*What the exercise asks:* From the records below, copy each line that has the word "size" in it.
** Opening Records provided block **
PR #1151, opened 2018-02-09
Support Unicode colon equals

ronkok:
This PR adds support for three Unicode characters: `≔` `≕` `⩴`

### DIFF
--- a/src/macros.js
+++ b/src/macros.js
@@ -400,7 +400,7 @@ defineMacro("\\Colonsim", "\\dblcolon\\mathrel{\\mkern-1.2mu}\\sim");
 // Some Unicode characters are implemented with macros to mathtools functions.
 defineMacro("\u2254", "\\coloneqq");  // :=
 defineMacro("\u2255", "\\eqqcolon");  // =:
-defineMacro("\u2A74", "\\Eqqcolon");  // ::=
+defineMacro("\u2A74", "\\Coloneqq");  // ::=
 
 //////////////////////////////////////////////////////////////////////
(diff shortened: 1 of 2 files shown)


ronkok:
I withheld these characters from PR #933 because three packages address these characters and they all disagree on the alias.

| **Character** | **Code Point** | **mathtools and KaTeX** | **colonequals and KaTeX** | **unicode-math** |
|:--------------|:---------------------|:------------------------|:--------------------------|:-----------------|
| ≔             | U+2254               | \\coloneqq              | \\colonequals             | \\coloneq        |
| ≕             | U+2255               | \\eqqcolon              | \\equalscolon             | \\eqcolon        |
| ⩴             | U+2A74               | \\Eqqcolon              | \\equalscoloncolon        | \\Coloneq        |

Not only that, but the Unicode math aliases are used by mathtools to render a different character.

|   Alias   | unicode-math    | mathtools and KaTeX |
|:----------|:--------------------:|:-----------------------------------------------:|
| \\coloneq | ≔                    | :−                                              |
| \\eqcolon | ≕                    | −:                                              |
| \\Coloneq | ⩴                    | ::−                                             |

I have said in earlier PRs that for Unicode support, the internal alias is only a means, not an end. What matters is that the author must get the results desired from the input of a specific Unicode character. That is still true, so I have implemented these Unicode characters by writing macros that call the `mathtools` aliases.

It’s a good thing that those internal aliases don’t really matter. This could have been ugly.

ronkok:
Visual confirmation:
colonequals

PR #1156, opened 2018-02-13
Rewrite spacing commands as macros

### LINKED ISSUE #1036: Use different width space characters for different size spaces in MathML
http://jkorpela.fi/chars/spaces.html contains a list of difference size spaces.  We'll want to figure out which map to `\,`, `\;`, `\:`, etc.

### LINKED ISSUE #1130: define \! \, \: \; \enspace \qquad and \quad as macros using \kern
This would allow us to make the `replace` parameter in `defineSymbol` mandatory.

edemaine:
Fix #1130 by defining `\!`, `\negthinspace`, `\,`, `\thinspace`, `\:`, `\medspace`, `\;`, `\thickspace`, `\negmedspace`, `\negthickspace`, `\enspace`, `\enskip`, `\qquad`, `\quad` as macros.  Some of these are new.  Also, we now use the AMS definitions of spaces, which are slightly different (e.g., using 1mu = 1/18em instead of .05555em, and working in text mode instead of just math mode).

Fix #1036 by defining a new `SpaceNode` in mathMLTree that recognizes all special space amounts from https://www.w3.org/TR/2000/WD-MathML2-20000328/chapter6.html


src/mathMLTree.js
```diff
@@ -143,7 +134,83 @@ class TextNode {
...
+            return node;
+        }
+    }
+
+    /**
+     * Converts the math node into an HTML markup string.
+     */
+    toMarkup(): string {
+        if (this.character) {
+            return this.character;
```
edemaine: I'm a little confused about the correct markup here. Perhaps it should be \``<mtext>${this.character}</mtext>`\`, and then we need to remove this `<mtext>` wrapper if it gets included in an `<mo>` or other token element?

test/__snapshots__/mathml-spec.js.snap
```diff
@@ -142,7 +141,7 @@ exports[`A MathML builder should output \\limsup_{x \\rightarrow \\infty} correc
       <msub>
         <mo>
           <mi mathvariant="normal">
-            lim sup
+            lim&amp;ThinSpace;sup
```
edemaine: This extra escaping is a bug, caused by `operatorname`'s `mathmlBuilder` creating a `mathMLTree.TextNode`, which escapes its text.  I'm not quite sure how to fix it, other than switching to the Unicode representations...

kevinbarabash: We're definitely doing something wrong here.  In `toNode` we call `document.createTextNode` which expects to be passed an escaped string, yet we're passing `this.text`.  I feel like we should maybe be doing the escaping within the constructor and then we could add an `escape` as an optional second parameter with the default being `true`.

src/mathMLTree.js
kevinbarabash: I'm not sure how to do this either.  In the past I've look at what MathJax outputs, but `<mspace width="thinmathspace" />` doesn't seem ideal.  Is it bad if we include `<mtext>` nodes inside `<mo>` or other element types?

kevinbarabash:
@edemaine looks like some of the screenshots changed.  Could you add updated screenshots when you have some time?

edemaine:
@kevinbarabash Done. This has revealed more bugs, which I'll take a look at later.

kevinbarabash:
@edemaine what kind of bugs did this reveal?

edemaine:
@kevinbarabash I meant bugs in this PR.  I just merged with the many changes on master, and will take another look at this.  CircleCI's screenshot diffs will help too!

edemaine:
I finally took a look at these.  It turns out that the big changes are actually bug fixes!  `NegativeSpaceBetweenRel` was particularly broken -- the negative space wasn't rendering!  Not sure how we missed that (perhaps a side-effect of the line-breaking code?).  But I'm glad this fixes it.  And `Dots` was similarly missing a negative space (`\!`).  Here are `texcmp` outputs against the new behavior, confirming they are correct:

negativespacebetweenrel
dots

`ArrayMode` has minor changes, and the `texcmp` (below) is so far to not be very revealing.  But given that the other changes are substantial improvements, I'd say we should merge.

arraymode

kevinbarabash:
@edemaine there are some `flow` errors that need resolving before we can merge.

edemaine:
@kevinbarabash Oops, fixed!

kevinbarabash:
The `Mod` screenshots changed quite a bit.  Also the CJK rows in `Unicode-chrome.png` have disappeared.

edemaine:
@kevinbarabash Thanks for spotting those -- not sure how I missed Mod in particular.

https://github.com/Khan/KaTeX/pull/1156/commits/c6f3a7aec38e72b0af746769094060e0a07297d8 recompiles the `Unicode-chrome` screenshot.  This was caused some unfortunate nondeterminism in the screenshotter loading the supporting fonts, as evidenced by the screenshot tests actually passing with the wrong image!  But now it's the correct image, phew.

The problem with the `Mod` test is that the various mod operators created manual elements of class `mspace` with various subclasses to do the spacing.  It seemed quite a bit easier to start over completely, and reimplement the mod operators (amsmath versions) via macros.  It was quite easy, and cleans up the code further.  This is https://github.com/Khan/KaTeX/pull/1156/commits/2bb10f724e92f8209887e868d741779c8fdc98e5

edemaine:
Fixed `ModScript`; I just had to remember what `\nonscript` meant again. 😄 So glad we have `\mathchoice` now!  But I might try to implement `\nonscript` in a future PR.

src/functions.js
```diff
@@ -24,7 +24,6 @@ import "./functions/lap";
 import "./functions/math";
 import "./functions/mathchoice";
 import "./functions/mclass";
-import "./functions/mod";
```
kevinbarabash: Awesome!

src/mathMLTree.js
```diff
@@ -116,34 +109,114 @@ export class MathNode {
...
+    constructor(width: number) {
+        this.width = width;
+        // See https://www.w3.org/TR/2000/WD-MathML2-20000328/chapter6.html
+        // for a table of space-like characters.  We consistently use the
+        // &LongNames; because Unicode does not have single characters for
+        // &ThickSpace; (\u2005\u200a) and all negative spaces.
+        if (width >= 0.05555 && width <= 0.05556) {
+            this.character = "&VeryThinSpace;";  // \u200a
+        } else if (width >= 0.1666 && width <= 0.1667) {
+            this.character = "&ThinSpace;";      // \u2009
```
kevinbarabash: Cool!

src/mathMLTree.js
```diff
@@ -116,34 +109,114 @@ export class MathNode {
...
+
+    /**
+     * Create a Space node with width given in CSS ems.
+     */
+    constructor(width: number) {
+        this.width = width;
+        // See https://www.w3.org/TR/2000/WD-MathML2-20000328/chapter6.html
+        // for a table of space-like characters.  We consistently use the
+        // &LongNames; because Unicode does not have single characters for
+        // &ThickSpace; (\u2005\u200a) and all negative spaces.
```
kevinbarabash: I don't don't understand this comment.  I don't see `$LongNames;` anywhere.

edemaine: I meant `&ThickSpace;` is an example of a long name between a `&` and `;`, as opposed to the Unicode equivalent.  See the table in Section 6.1.4.  I could change to `&CharacterNames;` or just "character names" if that would be clearer.

edemaine:
@kevinbarabash Thanks for the review!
** Closing Records provided block **
*Exercise answer:*
### LINKED ISSUE #1036: Use different width space characters for different size spaces in MathML
http://jkorpela.fi/chars/spaces.html contains a list of difference size spaces.  We'll want to figure out which map to `\,`, `\;`, `\:`, etc.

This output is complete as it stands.